Like the missing budget capability, DollarBird currently does not allow for reminders and alerts. However, DollarBird does indicate it may add them in the future.
This seems to be another weak spot in the DollarBird app. Customer service seems to be extremely limited. Meaning it’s limited to the “Submit a Request” page, which presumably is email contact. The company is also based in France so it’s reasonable to suspect that responses will be delayed by at least several hours.
No information is given on the website in regard to contact by phone or live chat, nor is a direct email address listed. Even a search on the Help Center page failed to produce any further information.
DollarBird Plans and Pricing
DollarBird offers three different plans:
The Free Plan
There’s no charge for this plan, but you can upgrade to the Pro or Business versions at any time. The Free version comes with one calendar. It’s an excellent way to see if the app works for you before committing to purchasing the paid plan.
The Pro Plan
This is the advanced collaborative option for partners, families, freelancers, and just about anyone else. This version comes with 20 calendars, and you can have three team members. The annual fee for this version is just $25.99 per year, or $2.17 per month.
The Business Plan
This version offers collaborative financial tracking and planning for businesses and enterprises. It provides unlimited calendars, and allows you to add unlimited team members. No price is specified for this plan, as it will depend upon the type of business and the number of users and calendars required.
DollarBird Pros and Cons
- The price is right on this app. They have a free version with somewhat limited capability, but even the paid version is reasonably priced at just over $2 per month.
- A business app is available for small businesses, that’s readily expandable with unlimited teams and calendars. It could be a useful tool to help a small business track their finances.
- The DollarBird Calendar feature will work better for people who prefer daily tracking to longer terms. It also may serve as a valuable visual presentation of your financial situation.
- DollarBird lacks a budget-setting capability, which is most peculiar for a budgeting app. But they seem to work around this missing link with future projections.
- All transactions have to be added and confirmed manually. There is no capacity for automatic populating of transaction activity, so this app appears to be a bit labor-intensive.
- No alerts are provided when a bill due date is coming up.

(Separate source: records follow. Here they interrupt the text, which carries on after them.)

Issue #1654, opened 2020-08-19
Please add supports to skorch


UTUnex:
Skorch is a wrapper of pytorch which makes it have a sklearn API format for easy use. Currently, it's a pity that I didn't find support of optuna for skorch. You know that there are still many users who just transfer from sklearn to neural network and still want to keep our familiar sklearn-style:)

Recently I have been searching for the ways to apply the optuna to my skorch program but I didn't find any solutions and examples and I have to turn to other tools which is very disappointing...

Anyway, please consider my request:)

HideakiImamura:
Thank you for the interesting suggestion! Do you have any skorch's code in which you want to use Optuna? It will help us how we integrate the skorch with Optuna.

UTUnex:
> Thank you for the interesting suggestion! Do you have any skorch's code in which you want to use Optuna? It will help us how we integrate the skorch with Optuna.

Thank you for your reply. The following is the code from skorch documenation:


# %%
import torch
from torch import nn
import torch.nn.functional as F

torch.manual_seed(0);

# %%
import numpy as np
from sklearn.datasets import make_classification

# %%
X, y = make_classification(1000, 20, n_informative=10, random_state=0)
X, y = X.astype(np.float32), y.astype(np.int64)

# %%
X.shape, y.shape, y.mean()

# %%
class ClassifierModule(nn.Module):
    def __init__(
            self,
            num_units=10,
            nonlin=F.relu,
            dropout=0.5,
    ):
        super(ClassifierModule, self).__init__()
        self.num_units = num_units
        self.nonlin = nonlin
        self.dropout = dropout

        self.dense0 = nn.Linear(20, num_units)
        self.nonlin = nonlin
        self.dropout = nn.Dropout(dropout)
        self.dense1 = nn.Linear(num_units, 10)
        self.output = nn.Linear(10, 2)

    def forward(self, X, **kwargs):
        X = self.nonlin(self.dense0(X))
        X = self.dropout(X)
        X = F.relu(self.dense1(X))
        X = F.softmax(self.output(X), dim=-1)
        return X

# %%
from skorch import NeuralNetClassifier

# %%
net = NeuralNetClassifier(
    ClassifierModule,
    max_epochs=20,
    lr=0.1,
#     device='cuda',  # uncomment this to train with CUDA
)

# %%
net.fit(X, y)

# %%
y_pred = net.predict(X[:5])
y_pred


# %%
y_proba = net.predict_proba(X[:5])
y_proba

# %%


[...]

PR #1668, opened 2020-08-21
Implement skorch pruning callback

crcrpar:
Integration module for skorch and an example for it.


optuna/integration/skorch.py
```diff
@@ -0,0 +1,45 @@
...
+
+    Args:
+        trial:
+            A :class:`~optuna.trial.Trial` corresponding to the current evaluation of the
+            objective function.
+        monitor:
+            An evaluation metric for pruning, e.g. ``val_loss`` or
+            ``val_acc``. The metrics are obtained from the returned dictionaries,
+            i.e., ``net.histroy``. The names are thus depend on how this dictionary
+            is formatted.
```
HideakiImamura, line 25: When ``val_loss`` is used, the user should specify `direction=minimize` in `optuna.create_study`. On the other hand, when ``val_acc`` is used, the user should specify ``direction=maximize` in `optuna.create_study`. I think it is kind for users to provide this information here.

optuna/integration/skorch.py
```diff
@@ -0,0 +1,45 @@
...
+with optuna._imports.try_import() as _imports:
+    from skorch.callbacks import Callback
+    from skorch.net import NeuralNet
+
+if not _imports.is_successful():
+    Callback = object  # NOQA
+    NeuralNet = object  # NOQA
+
+
+class SkorchPruningCallback(Callback):
```
HideakiImamura, line 14: How do we make this class "experimental" using the `experimental` decorator?

HideakiImamura (commented):
Thanks for the PR. This PR seems to be related to issue #1654. I have some early comments. 

I would like to know how this PR proceeds. What is your plan to remove the "draft"? I think adding an example is reasonable.

optuna/integration/skorch.py
crcrpar: What do you mean by that?

optuna/integration/skorch.py
crcrpar: That sounds a bit too much to me, and I don't think that kind comment should be on some other place like https://optuna.readthedocs.io/en/stable/reference/generated/optuna.study.Study.html?highlight=direction#optuna.study.Study.direction

crcrpar:
Yeah, an example would be a required thing to mark this pull request as ready for review and that's my plan, thanks.

optuna/integration/skorch.py
HideakiImamura: I think the more helpful the documentation is, the better for users. I would like to know other reviewers' opinions.

optuna/integration/skorch.py
HideakiImamura: Sorry for my grammatical mistake. I mean: how about using the experimental decorator for this newly introduced class?
```suggestion
@experimental("2.1.0")
class SkorchPruningCallback(Callback):
```

crcrpar: As per our internal discussion which is now published in https://github.com/optuna/optuna/wiki/Coding-Style-Conventions#experimental-feature, I don't want to say this feature as "experimental".

optuna/integration/skorch.py
crcrpar: Okay, if that's the case, we should file some issues for some pruning callbacks that doesn't convey that information and label them "contribution-welcome".

optuna/integration/skorch.py
HideakiImamura: I got it. So this class is stable and there is no room for the interface to change at all? I think it's OK that we do not mark this class as "experimental".

By the way, how about other integration pruning callback classes? For example, I wonder whether the experimental decorator for the `CatalystCallback` can be removed.

optuna/integration/skorch.py
```diff
@@ -0,0 +1,45 @@
...
+
+    def __init__(self, trial: optuna.trial.Trial, monitor: str) -> None:
+
+        _imports.check()
+
+        super().__init__()
+        self._trial = trial
+        self._monitor = monitor
+
+    def on_epoch_end(self, net: NeuralNet, **kwargs: Any) -> None:
```
crcrpar, line 36: this should be
```suggestion
    def on_epoch_end(self, net: "skorch.NeuralNet", **kwargs: Any) -> None:
```
?

crcrpar:
@UTUnex Does this example look good to you? Any feedback is welcome 😃

UTUnex:
Thank you all for your great efforts on the work. I checked the new example but I just find another module that is closer to what I expect for. The modul is __'optuna.integration.OptunaSearchCV ()'__, yeah, honestly, this is what I really like, which means I can just put all the required parameters in this function based on the demands.  I've just read the documentation about the optunasearchCV( ) and have some questions :  
(1) I don't know whether the estimator here can be the NeuralNetClassifer( ) in skorch, I haven't tried it but I hope it's compatible;
(2) I didn't find the option of tuning algorithm in the searchCV(), such as 'TPE', ''bayes', 'grid' or ' 'random'; if possible, I hope this can be added;
(3) Also, I didn't find the early stopping option in the searchCV( ), such as 'hyperband', 'BOHB' or the other advanced schemes which are useful for DL task tuning on large scale datasets;
(4) And, is it possible to add the single and multiple GPU support in the searchCV(), like searchCV( GPU usage = True, GPU_num = 2)
(5) How to output the searchCV results to a logger like tensorboard, ML flow, wandb etc, so that I can monitor and analyze the tuning process and hyperparameters combinations.

Summary: if possible, I hope you can add more functions to the optunasearchCV() and the expected code structure should be like : 
%% Data loading and preprocessing
     ....
%% Net design using pytorch  
     Class XXnet(nn.module)
         ....  
%% define the training function using skorch  
      net = NeuralNetClassifier( ...)  
%% hyperparameter tuning and logging to a certain dashboard:  
      search = optunasearchCV(net, **kwargs)
      search.fit(X_train, y_train)
%% Test  
      ...

The above is my advice, please check it. Thank you.

crcrpar:
Thank you for your feedback!
Now that it seems that you are interested in OptunaSearchCV rather than this integration module which is almost out of scope of this pull request so that I (and maybe others) would like to support you in your original issue or gitter 😃

examples/skorch_simple.py
```diff
@@ -0,0 +1,108 @@
+"""
+Optuna example that optimizes multi-layer perceptrons using skorch.
+
+In this example, we optimize the validation accuracy of hand-written digit recognition using
+skorch, and MNIST. We optimize the neural network architecture. As it is too time
```
HideakiImamura, line 5: A nit.
```suggestion
skorch and MNIST. We optimize the neural network architecture. As it is too time
```

examples/skorch_simple.py
```diff
@@ -0,0 +1,108 @@
...
+argument.
+    $ python skorch_simple.py [--pruning]
+
+"""
+
+import argparse
+
+import numpy as np
+import optuna
+from optuna.integration import SkorchPruningCallback
```
HideakiImamura, line 18: Import statements of `optuna` modules should be placed after the other third-party libraries like [this](https://github.com/optuna/optuna/blob/master/examples/pytorch_simple.py).

examples/skorch_simple.py
```diff
@@ -0,0 +1,108 @@
...
+SUBSET_RATIO = 0.4
+
+mnist = fetch_openml("mnist_784", cache=False)
+
+X = mnist.data.astype("float32")
+y = mnist.target.astype("int64")
+indices = np.random.permutation(len(X))
+N = int(len(X) * SUBSET_RATIO)
+X = X[indices][:N]
+y = y[indices][:y]
```
HideakiImamura, line 37: I'm not sure, but
```suggestion
y = y[indices][:N]
```
?

examples/skorch_simple.py
```diff
@@ -0,0 +1,108 @@
...
+        callbacks=[SkorchPruningCallback(trial, "valid_acc")],
+    )
+
+    net.fit(X_train, y_train)
+
+    return accuracy_score(y_test, net.predict(X_test))
+
+
+if __name__ == "__main__":
+    parser = argparse.ArgumentParser(description="PyTorch Lightning example.")
```
HideakiImamura, line 84:
```suggestion
    parser = argparse.ArgumentParser(description="Skorch example.")
```

optuna/integration/skorch.py
HideakiImamura: Yes, I agree with you. As @hvy pointed in https://github.com/optuna/optuna/pull/1705#discussion_r476296682, this is rendered in the docs as `object`. Using `"skorch.NeuralNet"` instead `NeuralNet` leads to informative documentation.

HideakiImamura (commented):
Thank you for your confirmation. I have several comments. Could you take a look?

HideakiImamura (approved):

optuna/integration/skorch.py
```diff
@@ -0,0 +1,44 @@
...
+
+with optuna._imports.try_import() as _imports:
+    from skorch.callbacks import Callback
+    from skorch.net import NeuralNet
+
+if not _imports.is_successful():
+    Callback = object  # NOQA
+
+
+class SkorchPruningCallback(Callback):
```
crcrpar, line 13: TODO: Add `versionadded` 

ref: https://github.com/optuna/optuna/wiki/Coding-Style-Conventions#write-versionadded-directive-to-the-doc-of-new-features

optuna/integration/skorch.py
```diff
@@ -0,0 +1,44 @@
...
+    """Skorch callback to prune unpromising trials.
+
+    Args:
+        trial:
+            A :class:`~optuna.trial.Trial` corresponding to the current evaluation of the
+            objective function.
+        monitor:
+            An evaluation metric for pruning, e.g. ``val_loss`` or
+            ``val_acc``. The metrics are obtained from the returned dictionaries,
+            i.e., ``net.histroy``. The names are thus depend on how this dictionary
```
toshihikoyanase, line 23: A nit. Or, it may be a typo for `The names are thus dependent on ...`.
```suggestion
            i.e., ``net.histroy``. The names thus depend on how this dictionary
```

tests/integration_tests/test_skorch.py
```diff
@@ -0,0 +1,47 @@
...
+    valid_ds = torch.utils.data.TensorDataset(torch.zeros(3, 4), torch.zeros(3, dtype=torch.long))
+
+    def objective(trial: optuna.trial.Trial) -> float:
+
+        net = skorch.NeuralNetClassifier(
+            ClassifierModule,
+            max_epochs=10,
+            lr=0.02,
+            callbacks=[SkorchPruningCallback(trial, "valid_acc")],
+            train_split=predefined_split(valid_ds),
```
toshihikoyanase, line 34: In my environment, an error was occurred with `skorch==0.9.0`.  It works with `skorch==0.8.0`, and the new version may break compatibility.

toshihikoyanase (changes requested):
Thank you for your PR. `skorch` seems to be developed actively, and I think the callback and example help its users. The change basically looks good to me, but I have some small comments. Please take a look.

optuna/integration/skorch.py
crcrpar: @toshihikoyanase what's your take here?

optuna/integration/skorch.py
```diff
@@ -0,0 +1,44 @@
...
+
+    def on_epoch_end(self, net: "NeuralNet", **kwargs: Any) -> None:
+        history = net.history
+        if not history:
+            return
+        epoch = len(history) - 1
+        current_score = history[-1, self._monitor]
+        self._trial.report(current_score, epoch)
+        if self._trial.should_prune():
+            message = "Trial was pruned at epoch {}".format(epoch)
```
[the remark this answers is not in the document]
crcrpar: :+1:

tests/integration_tests/test_skorch.py
crcrpar: Fixed this in https://github.com/optuna/optuna/pull/1668/commits/ce004db0d68ff0190ae6e3f9d59b9e56e3bc32df.

optuna/integration/skorch.py
crcrpar: Thanks.

optuna/integration/skorch.py
toshihikoyanase: IMO, it is a bit verbose if we add the comments about `direction` here because the other pruning callbacks such as `KerasPruningCallback` and `XGBoostPruningCallback` also have the metrics similar to `monitor`.

So, I'd like to place such a comment in the reference of direction (`Study.direction` or `create_study`) or [tutorial](https://optuna.readthedocs.io/en/stable/tutorial/pruning.html#activating-pruners) of pruning.

toshihikoyanase (commented):
The code and example look good to me.
Could you add `SkorchPruningCallback` reference to `docs/source/reference/integration.rst`?

toshihikoyanase (approved):
I also confirmed that the CI job for the example worked in my local environment.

- There seems to be a lack of simple customer service capability. Contact is limited to the “Submit a Request” page.
Should You Sign Up for the DollarBird App?
DollarBird is one of the simpler budgeting apps available. The use of calendars is especially intriguing. They can be a real advantage for people who are more comfortable with visual presentations, and the simplicity of small, day-to-day transactions. The app avoids overwhelming the user with a lot of numbers, charts and graphs.
The downside of this app is that it requires a lot of attention. You’ll likely need to use the app every day, so that you can manually confirm and/or modify your transactions. It gives you the ability to enter recurring transactions for both income and expenses. But even when those transactions are entered upfront, you must still confirm that they actually took place. In addition, if your transactions vary even a little bit from the projected amounts, you’ll be making a lot of corrections as you use the app.
The lack of a budgeting capability is curious, but it looks like that is largely overcome by the future projections capability.
Probably the best strategy with DollarBird is to work with the free version, and determine your comfort level. If you like the format and the features it offers, and it works for you on a personal level, you can then go on to the paid version. And at just over $2 per month, it’s a solid deal.